If a line below contains the string "prior", copy it out.

▸ **Records for the exercise**
----

PR #1510, opened 2025-08-05
Update release notes: document changes to stream EOL handling, indire…

m-holger:
…ct object limits, and xref `/Size` behavior

### DIFF
--- a/manual/release-notes.rst
+++ b/manual/release-notes.rst
@@ -62,6 +62,9 @@ more detail.
    - Option :qpdf:ref:`--check` now includes additional basic checks of the
      AcroForm, Dests, Outlines, and PageLabels structures.
 
+    - New `--remove-javascript` option to disable JavaScript/ECMAScript actions
+      in the output PDF.
+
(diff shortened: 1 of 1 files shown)


m-holger:
@jberkenbilt  , just spotted the `--newline-before-endstream` option. For some reason CLion failed to mention `QPDFWriter::setNewlineBeforeEndstream`


image

I still think we should make this the default behaviour given that it is recommended in the spec.

jberkenbilt:
> I still think we should make this the default behaviour given that it is recommended in the spec.

I've been historically conservative about changing defaults and gratuitously breaking people's tests or breaking indempotency, but if there are things like this that we should do, I'm willing to relax on that. Probably improving the quality of PDFs generated by qpdf outweighs my other concerns. I have no objection to making that the default, but it probably needs to be called out in the release notes. I have tried in the past to call out changes that alter qpdf's output for the same previous input.

jberkenbilt (approved):
These are all fine.

PR #721, opened 2025-02-17
Complete test migration to keylime-policy tool

kkaarreell:

PR #723, opened 2025-02-17
Complete test migration to keylime-policy tool

kkaarreell:
backport changes from 
https://github.com/RedHat-SP-Security/keylime-tests/pull/721


kkaarreell:
packit didn't catch up but the failure is no longer present  in https://github.com/RedHat-SP-Security/keylime-tests/pull/721 so I think it is safe to merge.

PR #740, opened 2025-02-19
flush TPM objects in tests

kkaarreell:


kkaarreell:
tested on an actual system with TPM device, PASS

PR #746, opened 2025-02-19
Cherry-pick changes for basic-attestation-on-localhost-api-version-bump from main

ansasaki:
This updates the test on `fedora-rawhide` to work with the agent with multiple API versions


kkaarreell:
The test Is not executed. Could you enable compatibility tests in distribution-fedora-keylime  test plan?

PR #758, opened 2025-02-19
Add option to double test duration

kkaarreell:
By defining `double_test_duration` context on `tmt` command line we can double test duration. This is handy especially for slow test systems.


sergio-correia (approved):

kkaarreell:
seems not to be needed anymore

PR #766, opened 2025-02-24
Introduce compatibility/api_version_compatibility

ansasaki:
This test runs the agent configuring each supported version separately and check that it passes attestation.


kkaarreell:
When the agent is stopped, the verifier will keep requesting quotes from it. I guess the new agent version starts soon enough so it won't failed the attestation but I am thinking which of the two options is better:

1. delete agent prior changing API version
2. do not delete the agent and let the verifier to detect version bump

compatibility/api_version_compatibility/test.sh
```diff
@@ -0,0 +1,88 @@
...
+        sleep 5
+        # start keylime_verifier
+        rlRun "limeStartVerifier"
+        rlRun "limeWaitForVerifier"
+        rlRun "limeStartRegistrar"
+        rlRun "limeWaitForRegistrar"
+        # create allowlist and excludelist
+        rlRun "limeCreateTestPolicy"
+
+        WORKDIR=$( mktemp -d -p "/var/tmp" )
```
kkaarreell, line 42: I think this is not needed as we are not running any scripts on the agent.
Also, line 85 is not needed.

ansasaki: Thank you! I'll remove these lines

ansasaki:
> When the agent is stopped, the verifier will keep requesting quotes from it. I guess the new agent version starts soon enough so it won't failed the attestation but I am thinking which of the two options is better:
> 
>     1. delete agent prior changing API version
> 
>     2. do not delete the agent and let the verifier to detect version bump

I think for now I would leave it with the version bump detection, but if it starts to cause failures, we can change it to delete the agent before adding again

kkaarreell:
Pls, remember to add this test also to a keylime upstream test plan. Thank you.

PR #767, opened 2025-02-27
Add setup/bootc_configure_kernel_ima_module

kkaarreell:


Koncpa (approved):
LGTM.

setup/bootc_configure_kernel_ima_module/Containerfile
```diff
@@ -0,0 +1,6 @@
+FROM localhost/bootc:latest
```
sergio-correia, line 1: What is this `localhost/bootc` image? Do we build it ourselves?

kkaarreell: This is the image used at that particular test system. With that we can build on top of it, without having to know a particular image.

PR #779, opened 2025-06-04
Enable logs generated by the keylime library

ansasaki:
The PR https://github.com/keylime/rust-keylime/pull/1018 moves code from the `keylime-agent` application to the `keylime` library.

This makes it necessary to set the log level for both the application and the library so that the messages are logged as expected.

This also changes the `sanity/keylime-secure_mount` test to ignore the source of the expected log.

### DIFF
--- a/Library/test-helpers/lib.sh
+++ b/Library/test-helpers/lib.sh
@@ -479,8 +479,9 @@ __limeStartKeylimeService() {
 
     # if there is no unit file, execute the process directly
     else
-        # export RUST_LOG=keylime_agent=trace just in case we are using rust-keylime
-        RUST_LOG=keylime_agent=trace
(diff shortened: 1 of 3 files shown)


ansasaki:
> Hi @ansasaki , thank you for the update. Is the failing test due to a slower process start or was the expected message removed?

The expected messages were not removed, but since the code was moved in the PR (https://github.com/keylime/rust-keylime/pull/1018) to the `keylime` library, it is logged differently because the source of the log is different.

Basically, the `keylime_agent::` prefix in the source is replaced by the `keylime::` prefix (with pontential extra changes when the file that generated the log was renamed during the refactoring)

kkaarreell (approved):

PR #793, opened 2025-06-19
Adjust test scenario to use sign PQC algoritms

Koncpa:
Two current scenarios use as default sign algorithm RSA, adjust these to make it configurable to use RSA or ML-DSA-65. Part of this change is implementing function for key generation, current certgen library cannot generate PQ algorithm.


Koncpa:
It was manually tested for latest available system and working as expected.

Koncpa:
Scenarios were adjusted to use also ECDSA..

PR #796, opened 2025-06-26
Restore the use of x509KeyGen function

kkaarreell:


Koncpa:
LGTM! Rawhide is probably expected..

----

▸ **Result**
1. delete agent prior changing API version
>     1. delete agent prior changing API version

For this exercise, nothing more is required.